[Opening Supplied material section]

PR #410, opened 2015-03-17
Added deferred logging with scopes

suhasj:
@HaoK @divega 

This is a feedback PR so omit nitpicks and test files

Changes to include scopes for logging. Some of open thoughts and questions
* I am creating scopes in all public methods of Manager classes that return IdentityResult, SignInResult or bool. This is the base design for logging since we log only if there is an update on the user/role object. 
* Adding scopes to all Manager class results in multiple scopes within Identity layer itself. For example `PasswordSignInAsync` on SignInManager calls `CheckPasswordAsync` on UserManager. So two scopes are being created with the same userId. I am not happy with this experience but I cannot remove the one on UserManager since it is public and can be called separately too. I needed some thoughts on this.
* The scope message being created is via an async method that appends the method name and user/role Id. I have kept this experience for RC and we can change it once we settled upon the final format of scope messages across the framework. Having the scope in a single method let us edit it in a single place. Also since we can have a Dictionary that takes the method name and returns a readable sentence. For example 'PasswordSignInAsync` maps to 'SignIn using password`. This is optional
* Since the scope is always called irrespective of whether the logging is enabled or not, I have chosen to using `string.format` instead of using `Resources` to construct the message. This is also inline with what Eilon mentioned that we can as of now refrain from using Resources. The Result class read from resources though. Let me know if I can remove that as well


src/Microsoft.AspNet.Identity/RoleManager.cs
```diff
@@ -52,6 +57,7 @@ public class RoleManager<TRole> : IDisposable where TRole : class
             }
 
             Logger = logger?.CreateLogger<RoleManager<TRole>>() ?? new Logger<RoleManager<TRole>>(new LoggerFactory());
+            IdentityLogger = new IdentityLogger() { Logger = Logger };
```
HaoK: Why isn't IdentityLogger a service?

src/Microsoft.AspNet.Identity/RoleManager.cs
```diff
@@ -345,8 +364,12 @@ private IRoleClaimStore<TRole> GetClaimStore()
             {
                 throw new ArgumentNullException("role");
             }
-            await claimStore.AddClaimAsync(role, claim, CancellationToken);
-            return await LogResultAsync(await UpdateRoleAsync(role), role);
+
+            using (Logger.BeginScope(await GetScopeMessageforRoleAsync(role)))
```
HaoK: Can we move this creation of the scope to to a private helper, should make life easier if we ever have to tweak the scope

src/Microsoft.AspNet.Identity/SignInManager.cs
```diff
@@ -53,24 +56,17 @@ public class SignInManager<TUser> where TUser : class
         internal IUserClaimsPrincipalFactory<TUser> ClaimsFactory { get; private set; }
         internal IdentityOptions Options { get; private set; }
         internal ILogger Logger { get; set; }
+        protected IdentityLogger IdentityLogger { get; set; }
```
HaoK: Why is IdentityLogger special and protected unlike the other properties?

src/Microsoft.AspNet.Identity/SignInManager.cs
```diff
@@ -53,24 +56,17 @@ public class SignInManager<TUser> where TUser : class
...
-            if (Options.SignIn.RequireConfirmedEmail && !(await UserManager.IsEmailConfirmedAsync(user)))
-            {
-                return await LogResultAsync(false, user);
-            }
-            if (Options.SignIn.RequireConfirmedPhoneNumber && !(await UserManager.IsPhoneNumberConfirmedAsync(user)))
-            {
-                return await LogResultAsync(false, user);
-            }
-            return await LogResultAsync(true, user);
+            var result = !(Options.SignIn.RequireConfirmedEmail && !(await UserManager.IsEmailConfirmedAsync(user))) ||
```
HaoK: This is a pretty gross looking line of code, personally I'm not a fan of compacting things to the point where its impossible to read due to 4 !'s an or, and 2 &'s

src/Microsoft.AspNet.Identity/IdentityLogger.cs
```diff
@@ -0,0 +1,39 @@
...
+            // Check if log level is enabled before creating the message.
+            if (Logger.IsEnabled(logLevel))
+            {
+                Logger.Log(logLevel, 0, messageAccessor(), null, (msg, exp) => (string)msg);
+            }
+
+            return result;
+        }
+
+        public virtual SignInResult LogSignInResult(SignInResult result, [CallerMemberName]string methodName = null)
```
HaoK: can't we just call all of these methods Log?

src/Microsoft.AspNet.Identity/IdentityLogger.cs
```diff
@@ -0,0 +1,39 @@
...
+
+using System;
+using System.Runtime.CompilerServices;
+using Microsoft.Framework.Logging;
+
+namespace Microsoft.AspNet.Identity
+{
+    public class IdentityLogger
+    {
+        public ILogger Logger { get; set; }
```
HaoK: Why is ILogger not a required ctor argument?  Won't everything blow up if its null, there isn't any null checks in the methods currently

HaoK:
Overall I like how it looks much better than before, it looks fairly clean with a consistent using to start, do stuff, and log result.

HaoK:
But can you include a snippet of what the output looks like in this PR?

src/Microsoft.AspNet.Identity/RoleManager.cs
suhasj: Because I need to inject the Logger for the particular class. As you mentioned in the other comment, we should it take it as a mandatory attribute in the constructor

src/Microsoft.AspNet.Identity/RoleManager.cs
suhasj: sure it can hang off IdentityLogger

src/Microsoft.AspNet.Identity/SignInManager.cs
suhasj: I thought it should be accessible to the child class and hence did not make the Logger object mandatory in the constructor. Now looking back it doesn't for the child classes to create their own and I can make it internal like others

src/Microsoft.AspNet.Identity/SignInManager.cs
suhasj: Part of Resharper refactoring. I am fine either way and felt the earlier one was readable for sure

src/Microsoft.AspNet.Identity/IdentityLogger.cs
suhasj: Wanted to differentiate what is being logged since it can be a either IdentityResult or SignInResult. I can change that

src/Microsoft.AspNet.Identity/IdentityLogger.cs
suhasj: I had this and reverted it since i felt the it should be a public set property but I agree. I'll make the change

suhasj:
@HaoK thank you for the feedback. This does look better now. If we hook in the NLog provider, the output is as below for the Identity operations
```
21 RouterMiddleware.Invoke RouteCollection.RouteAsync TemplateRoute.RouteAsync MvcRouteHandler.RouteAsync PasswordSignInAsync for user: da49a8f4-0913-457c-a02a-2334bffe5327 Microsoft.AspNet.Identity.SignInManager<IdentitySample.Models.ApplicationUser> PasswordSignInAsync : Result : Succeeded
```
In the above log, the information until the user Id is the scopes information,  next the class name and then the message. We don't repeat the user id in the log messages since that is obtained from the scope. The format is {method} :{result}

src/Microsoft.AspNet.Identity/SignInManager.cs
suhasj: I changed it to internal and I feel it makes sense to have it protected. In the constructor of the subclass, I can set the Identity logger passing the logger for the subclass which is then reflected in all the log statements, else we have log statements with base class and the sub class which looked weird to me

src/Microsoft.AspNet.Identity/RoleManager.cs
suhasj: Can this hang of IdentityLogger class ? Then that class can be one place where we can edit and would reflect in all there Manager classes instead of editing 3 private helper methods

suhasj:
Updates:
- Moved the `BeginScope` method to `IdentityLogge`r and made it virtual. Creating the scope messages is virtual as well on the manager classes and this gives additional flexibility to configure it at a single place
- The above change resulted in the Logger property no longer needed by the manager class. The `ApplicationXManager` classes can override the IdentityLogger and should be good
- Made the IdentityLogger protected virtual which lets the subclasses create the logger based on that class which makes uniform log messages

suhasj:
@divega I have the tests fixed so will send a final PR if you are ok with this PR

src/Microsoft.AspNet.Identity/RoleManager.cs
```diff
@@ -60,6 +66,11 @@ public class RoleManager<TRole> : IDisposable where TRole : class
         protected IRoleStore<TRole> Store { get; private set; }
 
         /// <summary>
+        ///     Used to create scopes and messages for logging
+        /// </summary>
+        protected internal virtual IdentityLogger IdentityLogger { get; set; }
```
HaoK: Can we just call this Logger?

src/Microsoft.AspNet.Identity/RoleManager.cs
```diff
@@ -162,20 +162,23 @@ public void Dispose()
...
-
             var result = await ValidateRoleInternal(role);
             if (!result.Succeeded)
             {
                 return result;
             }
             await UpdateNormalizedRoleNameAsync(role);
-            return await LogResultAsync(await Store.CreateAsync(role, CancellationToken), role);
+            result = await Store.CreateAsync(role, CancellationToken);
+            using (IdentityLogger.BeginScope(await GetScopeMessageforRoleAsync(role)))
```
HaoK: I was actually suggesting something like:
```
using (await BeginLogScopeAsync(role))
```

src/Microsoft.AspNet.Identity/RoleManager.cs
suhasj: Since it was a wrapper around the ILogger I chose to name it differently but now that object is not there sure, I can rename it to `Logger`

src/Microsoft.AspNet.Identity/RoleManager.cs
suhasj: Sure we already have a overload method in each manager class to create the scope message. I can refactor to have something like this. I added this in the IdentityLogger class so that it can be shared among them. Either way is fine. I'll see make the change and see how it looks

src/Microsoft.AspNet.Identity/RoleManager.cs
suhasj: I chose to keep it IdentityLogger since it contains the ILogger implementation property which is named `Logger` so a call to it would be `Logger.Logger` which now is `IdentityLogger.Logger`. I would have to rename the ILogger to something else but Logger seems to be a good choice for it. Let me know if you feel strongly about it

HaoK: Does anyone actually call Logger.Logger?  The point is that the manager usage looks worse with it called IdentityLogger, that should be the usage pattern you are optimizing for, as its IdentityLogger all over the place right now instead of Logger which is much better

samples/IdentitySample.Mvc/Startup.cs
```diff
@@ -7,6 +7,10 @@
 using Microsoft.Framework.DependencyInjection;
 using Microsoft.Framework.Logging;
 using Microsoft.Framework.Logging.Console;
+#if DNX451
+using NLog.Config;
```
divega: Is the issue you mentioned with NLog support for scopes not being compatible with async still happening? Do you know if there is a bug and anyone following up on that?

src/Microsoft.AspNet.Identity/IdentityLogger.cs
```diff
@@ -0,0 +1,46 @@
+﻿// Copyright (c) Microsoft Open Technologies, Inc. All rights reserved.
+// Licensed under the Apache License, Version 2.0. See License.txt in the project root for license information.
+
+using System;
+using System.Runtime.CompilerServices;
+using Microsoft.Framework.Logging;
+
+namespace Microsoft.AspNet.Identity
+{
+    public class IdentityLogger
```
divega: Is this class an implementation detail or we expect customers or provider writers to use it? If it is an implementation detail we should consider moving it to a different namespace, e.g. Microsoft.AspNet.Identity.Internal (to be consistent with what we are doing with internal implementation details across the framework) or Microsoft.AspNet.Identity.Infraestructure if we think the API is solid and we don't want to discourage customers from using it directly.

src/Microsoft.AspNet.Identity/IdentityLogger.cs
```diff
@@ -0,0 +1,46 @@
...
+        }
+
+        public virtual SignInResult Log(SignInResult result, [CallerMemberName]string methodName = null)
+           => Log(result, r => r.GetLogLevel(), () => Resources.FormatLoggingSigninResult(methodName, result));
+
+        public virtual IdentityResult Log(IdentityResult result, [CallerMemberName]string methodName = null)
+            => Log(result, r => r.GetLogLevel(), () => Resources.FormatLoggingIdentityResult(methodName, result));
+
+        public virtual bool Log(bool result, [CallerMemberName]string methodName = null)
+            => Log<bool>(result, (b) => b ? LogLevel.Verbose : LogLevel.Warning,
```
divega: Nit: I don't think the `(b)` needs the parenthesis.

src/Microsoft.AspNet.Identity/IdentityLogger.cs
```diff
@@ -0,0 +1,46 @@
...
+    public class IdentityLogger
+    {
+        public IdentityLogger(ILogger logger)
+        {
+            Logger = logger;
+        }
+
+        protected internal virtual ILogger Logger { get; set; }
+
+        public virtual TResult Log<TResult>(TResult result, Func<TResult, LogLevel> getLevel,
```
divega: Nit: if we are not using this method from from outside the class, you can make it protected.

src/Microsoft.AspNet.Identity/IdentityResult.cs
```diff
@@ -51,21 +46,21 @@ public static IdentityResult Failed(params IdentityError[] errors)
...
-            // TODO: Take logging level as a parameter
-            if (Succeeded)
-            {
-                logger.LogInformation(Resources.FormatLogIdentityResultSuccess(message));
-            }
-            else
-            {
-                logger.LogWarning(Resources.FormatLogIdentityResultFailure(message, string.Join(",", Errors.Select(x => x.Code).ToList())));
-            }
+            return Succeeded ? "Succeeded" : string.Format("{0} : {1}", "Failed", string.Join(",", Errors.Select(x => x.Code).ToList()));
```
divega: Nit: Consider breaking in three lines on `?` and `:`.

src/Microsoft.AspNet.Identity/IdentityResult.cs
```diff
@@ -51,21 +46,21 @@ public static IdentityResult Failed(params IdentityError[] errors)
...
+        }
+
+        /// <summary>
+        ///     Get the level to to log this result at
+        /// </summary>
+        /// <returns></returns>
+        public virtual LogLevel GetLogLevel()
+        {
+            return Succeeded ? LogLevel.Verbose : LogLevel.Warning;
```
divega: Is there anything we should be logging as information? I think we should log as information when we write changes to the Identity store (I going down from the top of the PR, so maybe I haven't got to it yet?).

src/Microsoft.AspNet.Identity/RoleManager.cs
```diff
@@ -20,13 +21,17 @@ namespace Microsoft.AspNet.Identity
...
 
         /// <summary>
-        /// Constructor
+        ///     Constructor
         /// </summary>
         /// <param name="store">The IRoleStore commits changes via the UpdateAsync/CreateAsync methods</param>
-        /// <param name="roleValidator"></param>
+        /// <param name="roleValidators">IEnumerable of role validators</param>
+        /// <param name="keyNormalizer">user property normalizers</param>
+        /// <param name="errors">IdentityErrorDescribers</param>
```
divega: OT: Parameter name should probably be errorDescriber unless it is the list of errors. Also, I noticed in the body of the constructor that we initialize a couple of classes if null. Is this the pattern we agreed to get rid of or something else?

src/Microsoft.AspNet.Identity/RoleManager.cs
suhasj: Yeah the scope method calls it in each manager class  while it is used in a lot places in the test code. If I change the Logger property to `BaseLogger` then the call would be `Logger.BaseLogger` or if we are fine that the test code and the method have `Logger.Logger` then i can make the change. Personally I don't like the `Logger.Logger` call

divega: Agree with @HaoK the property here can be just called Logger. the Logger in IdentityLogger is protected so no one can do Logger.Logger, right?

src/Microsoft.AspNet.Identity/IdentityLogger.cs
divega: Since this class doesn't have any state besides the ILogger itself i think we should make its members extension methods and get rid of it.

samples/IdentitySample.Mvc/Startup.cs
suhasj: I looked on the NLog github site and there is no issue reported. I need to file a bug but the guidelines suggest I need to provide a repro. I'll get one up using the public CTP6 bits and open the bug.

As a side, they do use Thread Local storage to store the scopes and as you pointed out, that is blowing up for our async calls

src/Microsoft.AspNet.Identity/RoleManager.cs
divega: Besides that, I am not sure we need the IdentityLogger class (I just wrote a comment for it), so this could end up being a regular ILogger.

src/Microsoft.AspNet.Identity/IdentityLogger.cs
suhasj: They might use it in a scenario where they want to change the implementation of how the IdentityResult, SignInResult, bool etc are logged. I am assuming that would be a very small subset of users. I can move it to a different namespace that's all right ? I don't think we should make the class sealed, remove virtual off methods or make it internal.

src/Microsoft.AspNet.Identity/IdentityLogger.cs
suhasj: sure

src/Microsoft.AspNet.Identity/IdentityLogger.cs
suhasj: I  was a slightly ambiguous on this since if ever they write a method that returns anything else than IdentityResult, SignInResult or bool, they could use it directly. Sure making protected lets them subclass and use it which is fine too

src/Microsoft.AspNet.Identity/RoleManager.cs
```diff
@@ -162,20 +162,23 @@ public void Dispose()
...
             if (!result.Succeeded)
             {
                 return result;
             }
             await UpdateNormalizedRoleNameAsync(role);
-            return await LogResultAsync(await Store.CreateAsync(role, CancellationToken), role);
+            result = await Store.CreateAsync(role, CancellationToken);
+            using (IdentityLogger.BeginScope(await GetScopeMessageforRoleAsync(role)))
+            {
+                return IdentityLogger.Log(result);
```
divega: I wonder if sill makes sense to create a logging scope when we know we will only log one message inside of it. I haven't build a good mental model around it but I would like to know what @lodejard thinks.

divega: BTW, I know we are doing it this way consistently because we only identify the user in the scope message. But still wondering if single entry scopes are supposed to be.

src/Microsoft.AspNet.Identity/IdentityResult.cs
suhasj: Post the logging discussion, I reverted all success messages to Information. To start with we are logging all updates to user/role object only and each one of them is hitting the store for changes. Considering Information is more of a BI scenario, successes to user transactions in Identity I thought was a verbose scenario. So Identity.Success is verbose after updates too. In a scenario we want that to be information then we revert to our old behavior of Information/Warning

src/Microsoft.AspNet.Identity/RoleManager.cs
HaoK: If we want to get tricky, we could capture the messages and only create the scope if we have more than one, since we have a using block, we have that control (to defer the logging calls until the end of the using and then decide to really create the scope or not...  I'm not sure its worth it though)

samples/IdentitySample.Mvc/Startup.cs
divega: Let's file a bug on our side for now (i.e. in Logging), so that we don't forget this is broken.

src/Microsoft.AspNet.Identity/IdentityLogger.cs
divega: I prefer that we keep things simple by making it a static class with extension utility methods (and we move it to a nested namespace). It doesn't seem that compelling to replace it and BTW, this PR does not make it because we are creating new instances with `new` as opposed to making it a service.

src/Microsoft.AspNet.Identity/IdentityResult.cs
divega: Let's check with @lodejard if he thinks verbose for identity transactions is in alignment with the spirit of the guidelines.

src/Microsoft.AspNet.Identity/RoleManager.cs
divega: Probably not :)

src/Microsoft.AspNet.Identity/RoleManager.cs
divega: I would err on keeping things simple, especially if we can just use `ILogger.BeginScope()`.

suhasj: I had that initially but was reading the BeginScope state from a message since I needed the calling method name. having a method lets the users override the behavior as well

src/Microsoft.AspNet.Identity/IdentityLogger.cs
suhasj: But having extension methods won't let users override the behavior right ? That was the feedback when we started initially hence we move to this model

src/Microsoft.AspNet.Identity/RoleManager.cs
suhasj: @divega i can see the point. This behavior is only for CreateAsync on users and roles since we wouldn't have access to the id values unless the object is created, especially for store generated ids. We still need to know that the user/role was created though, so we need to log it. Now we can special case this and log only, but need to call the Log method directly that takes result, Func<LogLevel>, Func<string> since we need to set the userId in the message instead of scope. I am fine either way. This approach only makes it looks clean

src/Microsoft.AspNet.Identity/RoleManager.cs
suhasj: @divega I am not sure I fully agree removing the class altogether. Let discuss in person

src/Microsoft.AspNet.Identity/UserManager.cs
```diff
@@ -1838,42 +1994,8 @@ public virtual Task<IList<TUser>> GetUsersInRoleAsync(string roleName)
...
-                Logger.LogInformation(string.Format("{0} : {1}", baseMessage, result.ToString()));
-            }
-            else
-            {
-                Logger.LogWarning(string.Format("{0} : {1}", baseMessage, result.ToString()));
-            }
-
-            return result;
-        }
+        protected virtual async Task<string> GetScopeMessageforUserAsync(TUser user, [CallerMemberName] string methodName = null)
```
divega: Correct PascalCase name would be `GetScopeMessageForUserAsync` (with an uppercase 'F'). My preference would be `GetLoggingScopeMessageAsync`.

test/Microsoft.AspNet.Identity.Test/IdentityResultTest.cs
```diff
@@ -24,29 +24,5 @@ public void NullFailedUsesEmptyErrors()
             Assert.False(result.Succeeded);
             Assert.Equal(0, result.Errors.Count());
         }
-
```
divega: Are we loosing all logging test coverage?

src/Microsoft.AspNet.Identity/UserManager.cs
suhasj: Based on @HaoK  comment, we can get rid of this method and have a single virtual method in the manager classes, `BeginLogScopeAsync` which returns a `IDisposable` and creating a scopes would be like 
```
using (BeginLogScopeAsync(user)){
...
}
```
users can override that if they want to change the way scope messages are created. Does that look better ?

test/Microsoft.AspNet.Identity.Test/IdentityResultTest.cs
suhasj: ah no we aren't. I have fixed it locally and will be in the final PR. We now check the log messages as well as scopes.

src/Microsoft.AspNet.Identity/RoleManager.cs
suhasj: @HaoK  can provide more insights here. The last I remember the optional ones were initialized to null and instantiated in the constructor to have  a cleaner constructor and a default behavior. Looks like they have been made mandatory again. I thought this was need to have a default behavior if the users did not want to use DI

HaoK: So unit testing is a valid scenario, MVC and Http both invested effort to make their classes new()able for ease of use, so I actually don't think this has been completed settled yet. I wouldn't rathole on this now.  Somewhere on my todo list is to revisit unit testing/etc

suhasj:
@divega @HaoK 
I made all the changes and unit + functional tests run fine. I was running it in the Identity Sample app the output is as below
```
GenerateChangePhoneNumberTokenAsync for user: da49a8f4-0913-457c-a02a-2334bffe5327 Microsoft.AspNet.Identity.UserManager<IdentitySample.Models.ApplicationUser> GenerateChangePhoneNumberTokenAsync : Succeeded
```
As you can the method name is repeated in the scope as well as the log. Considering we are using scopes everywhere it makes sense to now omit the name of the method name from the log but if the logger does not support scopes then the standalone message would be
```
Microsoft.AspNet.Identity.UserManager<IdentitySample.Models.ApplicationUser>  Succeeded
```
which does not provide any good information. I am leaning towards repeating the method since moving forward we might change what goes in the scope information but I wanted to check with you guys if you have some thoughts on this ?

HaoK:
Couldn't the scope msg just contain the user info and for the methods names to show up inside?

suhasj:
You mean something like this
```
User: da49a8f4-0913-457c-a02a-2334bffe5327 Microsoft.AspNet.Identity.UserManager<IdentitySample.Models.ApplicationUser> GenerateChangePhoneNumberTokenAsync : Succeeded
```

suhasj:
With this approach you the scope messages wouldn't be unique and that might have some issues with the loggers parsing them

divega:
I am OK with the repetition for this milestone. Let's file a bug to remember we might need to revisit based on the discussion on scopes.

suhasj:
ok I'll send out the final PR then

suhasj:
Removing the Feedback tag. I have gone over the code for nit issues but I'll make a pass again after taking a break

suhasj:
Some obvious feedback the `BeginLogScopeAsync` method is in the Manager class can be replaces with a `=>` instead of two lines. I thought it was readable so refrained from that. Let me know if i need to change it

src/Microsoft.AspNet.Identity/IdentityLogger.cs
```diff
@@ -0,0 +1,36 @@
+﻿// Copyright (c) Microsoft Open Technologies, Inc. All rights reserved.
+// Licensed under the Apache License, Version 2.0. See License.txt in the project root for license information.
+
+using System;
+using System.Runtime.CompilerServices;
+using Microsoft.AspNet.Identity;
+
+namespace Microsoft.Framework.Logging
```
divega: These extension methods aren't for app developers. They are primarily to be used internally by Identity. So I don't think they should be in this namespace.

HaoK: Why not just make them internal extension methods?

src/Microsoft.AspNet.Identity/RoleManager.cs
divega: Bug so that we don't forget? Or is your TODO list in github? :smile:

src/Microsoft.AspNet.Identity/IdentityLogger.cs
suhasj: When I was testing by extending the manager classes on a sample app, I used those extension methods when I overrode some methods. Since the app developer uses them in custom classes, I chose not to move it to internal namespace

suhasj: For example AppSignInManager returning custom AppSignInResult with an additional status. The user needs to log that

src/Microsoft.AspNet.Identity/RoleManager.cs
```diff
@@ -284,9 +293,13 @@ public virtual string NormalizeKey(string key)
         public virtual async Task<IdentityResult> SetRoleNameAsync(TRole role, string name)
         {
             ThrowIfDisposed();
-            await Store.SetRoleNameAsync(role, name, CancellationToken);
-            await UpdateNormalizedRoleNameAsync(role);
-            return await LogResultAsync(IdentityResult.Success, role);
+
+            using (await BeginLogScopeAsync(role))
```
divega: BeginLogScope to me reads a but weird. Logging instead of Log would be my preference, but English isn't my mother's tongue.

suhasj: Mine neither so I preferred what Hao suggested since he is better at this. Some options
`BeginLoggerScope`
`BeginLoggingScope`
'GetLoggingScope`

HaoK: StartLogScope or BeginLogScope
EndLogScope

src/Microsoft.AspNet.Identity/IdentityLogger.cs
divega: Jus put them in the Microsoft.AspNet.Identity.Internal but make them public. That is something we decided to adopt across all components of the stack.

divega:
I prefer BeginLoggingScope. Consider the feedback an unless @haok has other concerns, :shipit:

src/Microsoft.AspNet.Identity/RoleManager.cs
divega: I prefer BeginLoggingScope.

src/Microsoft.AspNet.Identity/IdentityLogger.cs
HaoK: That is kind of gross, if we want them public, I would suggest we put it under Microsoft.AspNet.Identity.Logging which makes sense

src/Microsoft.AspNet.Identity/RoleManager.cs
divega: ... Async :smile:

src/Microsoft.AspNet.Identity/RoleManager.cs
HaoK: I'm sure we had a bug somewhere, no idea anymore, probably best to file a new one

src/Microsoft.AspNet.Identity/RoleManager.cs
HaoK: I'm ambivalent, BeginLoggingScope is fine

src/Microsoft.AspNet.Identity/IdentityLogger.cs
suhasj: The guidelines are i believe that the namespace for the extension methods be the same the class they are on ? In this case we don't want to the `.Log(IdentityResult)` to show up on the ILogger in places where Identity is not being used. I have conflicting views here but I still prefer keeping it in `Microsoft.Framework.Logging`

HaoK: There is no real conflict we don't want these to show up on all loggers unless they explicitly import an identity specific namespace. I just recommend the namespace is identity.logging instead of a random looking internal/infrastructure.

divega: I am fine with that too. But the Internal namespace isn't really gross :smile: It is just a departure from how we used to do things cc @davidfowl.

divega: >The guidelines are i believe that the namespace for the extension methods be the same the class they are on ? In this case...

[Closing Supplied material section]

Look through the entries above and find each line where the word "before" occurs; copy those lines.

Written response:
+            // Check if log level is enabled before creating the message.
Overall I like how it looks much better than before, it looks fairly clean with a consistent using to start, do stuff, and log result.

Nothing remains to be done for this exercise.